**SOURCE DATA:**
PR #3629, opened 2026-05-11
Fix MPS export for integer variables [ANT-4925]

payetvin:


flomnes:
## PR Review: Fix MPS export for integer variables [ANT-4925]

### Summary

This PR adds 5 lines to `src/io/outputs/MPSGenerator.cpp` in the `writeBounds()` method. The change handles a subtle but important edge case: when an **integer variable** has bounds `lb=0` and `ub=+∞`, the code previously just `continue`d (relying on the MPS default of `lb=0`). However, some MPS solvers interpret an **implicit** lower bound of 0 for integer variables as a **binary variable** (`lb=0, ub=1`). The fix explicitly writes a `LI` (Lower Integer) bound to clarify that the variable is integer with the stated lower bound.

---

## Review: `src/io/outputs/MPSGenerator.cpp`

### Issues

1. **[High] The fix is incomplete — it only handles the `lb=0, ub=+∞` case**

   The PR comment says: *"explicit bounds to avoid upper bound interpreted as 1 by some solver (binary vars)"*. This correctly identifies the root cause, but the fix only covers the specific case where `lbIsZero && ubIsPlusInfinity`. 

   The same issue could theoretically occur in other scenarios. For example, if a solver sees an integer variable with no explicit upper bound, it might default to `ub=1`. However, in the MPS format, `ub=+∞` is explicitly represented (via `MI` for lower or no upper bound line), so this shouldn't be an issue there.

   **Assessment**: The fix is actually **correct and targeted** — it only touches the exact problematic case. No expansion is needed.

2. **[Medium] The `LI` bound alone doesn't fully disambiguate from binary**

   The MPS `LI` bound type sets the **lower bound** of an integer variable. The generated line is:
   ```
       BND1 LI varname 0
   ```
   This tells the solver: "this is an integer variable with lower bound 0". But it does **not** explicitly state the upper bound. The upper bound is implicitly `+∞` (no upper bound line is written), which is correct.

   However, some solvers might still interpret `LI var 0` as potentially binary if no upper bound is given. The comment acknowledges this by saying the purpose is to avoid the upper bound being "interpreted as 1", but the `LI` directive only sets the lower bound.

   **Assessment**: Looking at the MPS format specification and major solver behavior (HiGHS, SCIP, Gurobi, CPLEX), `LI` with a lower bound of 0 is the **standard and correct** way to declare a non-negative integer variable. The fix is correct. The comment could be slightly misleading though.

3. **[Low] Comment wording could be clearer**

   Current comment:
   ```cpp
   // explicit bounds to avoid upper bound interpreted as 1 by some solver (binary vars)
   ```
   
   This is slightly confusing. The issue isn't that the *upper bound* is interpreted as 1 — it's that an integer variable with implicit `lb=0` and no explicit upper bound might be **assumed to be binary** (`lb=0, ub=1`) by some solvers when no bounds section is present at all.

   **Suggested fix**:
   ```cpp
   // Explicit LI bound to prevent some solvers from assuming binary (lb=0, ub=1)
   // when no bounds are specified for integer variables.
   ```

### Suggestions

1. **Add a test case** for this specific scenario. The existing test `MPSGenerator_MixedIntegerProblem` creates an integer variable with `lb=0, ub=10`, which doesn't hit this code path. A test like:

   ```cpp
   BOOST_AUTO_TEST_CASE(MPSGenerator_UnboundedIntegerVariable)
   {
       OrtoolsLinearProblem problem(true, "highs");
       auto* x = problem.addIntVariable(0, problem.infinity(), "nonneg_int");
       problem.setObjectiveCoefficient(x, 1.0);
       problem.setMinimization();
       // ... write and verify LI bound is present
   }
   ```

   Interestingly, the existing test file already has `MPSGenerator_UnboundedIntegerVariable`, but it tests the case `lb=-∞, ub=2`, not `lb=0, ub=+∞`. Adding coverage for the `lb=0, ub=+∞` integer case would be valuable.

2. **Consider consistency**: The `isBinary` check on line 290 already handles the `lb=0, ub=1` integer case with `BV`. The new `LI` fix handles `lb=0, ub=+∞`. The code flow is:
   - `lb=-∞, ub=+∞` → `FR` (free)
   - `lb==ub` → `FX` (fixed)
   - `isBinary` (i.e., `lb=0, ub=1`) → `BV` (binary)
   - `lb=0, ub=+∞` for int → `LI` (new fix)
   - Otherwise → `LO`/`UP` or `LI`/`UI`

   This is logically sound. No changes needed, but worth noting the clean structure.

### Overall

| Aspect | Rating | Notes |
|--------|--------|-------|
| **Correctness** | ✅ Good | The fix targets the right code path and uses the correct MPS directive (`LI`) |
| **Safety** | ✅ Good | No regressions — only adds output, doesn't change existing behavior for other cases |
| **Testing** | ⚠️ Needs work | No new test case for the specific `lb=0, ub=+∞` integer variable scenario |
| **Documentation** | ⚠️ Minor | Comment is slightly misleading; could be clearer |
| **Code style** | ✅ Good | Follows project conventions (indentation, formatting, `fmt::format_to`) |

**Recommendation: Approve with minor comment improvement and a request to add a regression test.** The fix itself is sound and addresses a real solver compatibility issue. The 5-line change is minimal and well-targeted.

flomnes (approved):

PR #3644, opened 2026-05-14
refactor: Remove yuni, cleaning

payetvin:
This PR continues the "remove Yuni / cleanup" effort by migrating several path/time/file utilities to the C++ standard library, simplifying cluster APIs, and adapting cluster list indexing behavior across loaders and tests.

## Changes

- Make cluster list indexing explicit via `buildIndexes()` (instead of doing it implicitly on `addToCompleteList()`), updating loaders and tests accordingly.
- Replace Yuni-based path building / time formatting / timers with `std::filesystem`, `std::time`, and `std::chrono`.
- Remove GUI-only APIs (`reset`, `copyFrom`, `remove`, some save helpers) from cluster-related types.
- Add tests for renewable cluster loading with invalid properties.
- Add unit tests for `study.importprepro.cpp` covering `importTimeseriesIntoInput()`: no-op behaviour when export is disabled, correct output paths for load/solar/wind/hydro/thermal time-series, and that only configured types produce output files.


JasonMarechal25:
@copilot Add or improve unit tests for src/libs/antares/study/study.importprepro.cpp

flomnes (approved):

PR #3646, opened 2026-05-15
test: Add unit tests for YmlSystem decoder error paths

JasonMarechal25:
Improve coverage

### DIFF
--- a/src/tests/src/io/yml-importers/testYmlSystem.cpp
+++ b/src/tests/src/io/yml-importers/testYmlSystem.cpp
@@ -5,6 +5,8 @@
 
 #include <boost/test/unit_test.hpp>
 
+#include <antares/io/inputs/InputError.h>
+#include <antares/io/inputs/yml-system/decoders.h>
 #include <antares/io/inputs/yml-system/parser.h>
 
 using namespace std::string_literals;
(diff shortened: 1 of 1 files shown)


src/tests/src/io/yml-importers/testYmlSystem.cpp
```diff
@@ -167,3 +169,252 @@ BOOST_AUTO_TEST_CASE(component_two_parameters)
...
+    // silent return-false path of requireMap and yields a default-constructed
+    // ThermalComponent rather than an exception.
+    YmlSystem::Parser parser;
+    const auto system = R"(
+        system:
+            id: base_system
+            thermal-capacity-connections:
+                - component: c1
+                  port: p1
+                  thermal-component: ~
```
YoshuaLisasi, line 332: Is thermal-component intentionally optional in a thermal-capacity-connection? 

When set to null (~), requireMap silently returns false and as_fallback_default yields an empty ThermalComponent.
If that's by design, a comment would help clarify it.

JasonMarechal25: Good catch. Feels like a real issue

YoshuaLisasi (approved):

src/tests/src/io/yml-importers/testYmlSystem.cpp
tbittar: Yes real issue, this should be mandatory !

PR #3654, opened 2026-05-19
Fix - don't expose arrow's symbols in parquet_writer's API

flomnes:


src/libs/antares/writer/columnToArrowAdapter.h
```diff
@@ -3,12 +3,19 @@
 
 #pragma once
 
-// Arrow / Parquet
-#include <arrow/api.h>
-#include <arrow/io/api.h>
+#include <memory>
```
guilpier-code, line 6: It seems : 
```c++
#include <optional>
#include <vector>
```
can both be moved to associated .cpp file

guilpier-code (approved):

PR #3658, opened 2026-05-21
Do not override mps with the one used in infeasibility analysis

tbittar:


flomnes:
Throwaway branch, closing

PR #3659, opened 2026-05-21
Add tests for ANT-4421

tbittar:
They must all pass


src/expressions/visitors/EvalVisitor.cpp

**WORK REQUIRED:**
Each line, from the one that holds "Improve coverage" through the last line of the entries, must be repeated exactly. Leave out everything else.

**RESULT FOR THIS EXERCISE:**
Improve coverage

### DIFF
--- a/src/tests/src/io/yml-importers/testYmlSystem.cpp
+++ b/src/tests/src/io/yml-importers/testYmlSystem.cpp
@@ -5,6 +5,8 @@
 
 #include <boost/test/unit_test.hpp>
 
+#include <antares/io/inputs/InputError.h>
+#include <antares/io/inputs/yml-system/decoders.h>
 #include <antares/io/inputs/yml-system/parser.h>
 
 using namespace std::string_literals;
(diff shortened: 1 of 1 files shown)


src/tests/src/io/yml-importers/testYmlSystem.cpp
```diff
@@ -167,3 +169,252 @@ BOOST_AUTO_TEST_CASE(component_two_parameters)
...
+    // silent return-false path of requireMap and yields a default-constructed
+    // ThermalComponent rather than an exception.
+    YmlSystem::Parser parser;
+    const auto system = R"(
+        system:
+            id: base_system
+            thermal-capacity-connections:
+                - component: c1
+                  port: p1
+                  thermal-component: ~
```
YoshuaLisasi, line 332: Is thermal-component intentionally optional in a thermal-capacity-connection? 

When set to null (~), requireMap silently returns false and as_fallback_default yields an empty ThermalComponent.
If that's by design, a comment would help clarify it.

JasonMarechal25: Good catch. Feels like a real issue

YoshuaLisasi (approved):

src/tests/src/io/yml-importers/testYmlSystem.cpp
tbittar: Yes real issue, this should be mandatory !

PR #3654, opened 2026-05-19
Fix - don't expose arrow's symbols in parquet_writer's API

flomnes:


src/libs/antares/writer/columnToArrowAdapter.h
```diff
@@ -3,12 +3,19 @@
 
 #pragma once
 
-// Arrow / Parquet
-#include <arrow/api.h>
-#include <arrow/io/api.h>
+#include <memory>
```
guilpier-code, line 6: It seems : 
```c++
#include <optional>
#include <vector>
```
can both be moved to associated .cpp file

guilpier-code (approved):

PR #3658, opened 2026-05-21
Do not override mps with the one used in infeasibility analysis

tbittar:


flomnes:
Throwaway branch, closing

PR #3659, opened 2026-05-21
Add tests for ANT-4421

tbittar:
They must all pass


src/expressions/visitors/EvalVisitor.cpp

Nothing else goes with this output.